▶ **What the exercise asks**: Every line below should be repeated exactly.

▶ **Given material**:
────────

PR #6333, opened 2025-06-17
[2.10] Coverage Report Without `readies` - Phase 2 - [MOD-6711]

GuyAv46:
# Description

────────

▶ **Response to this task**:
PR #6333, opened 2025-06-17
[2.10] Coverage Report Without `readies` - Phase 2 - [MOD-6711]

GuyAv46:
# Description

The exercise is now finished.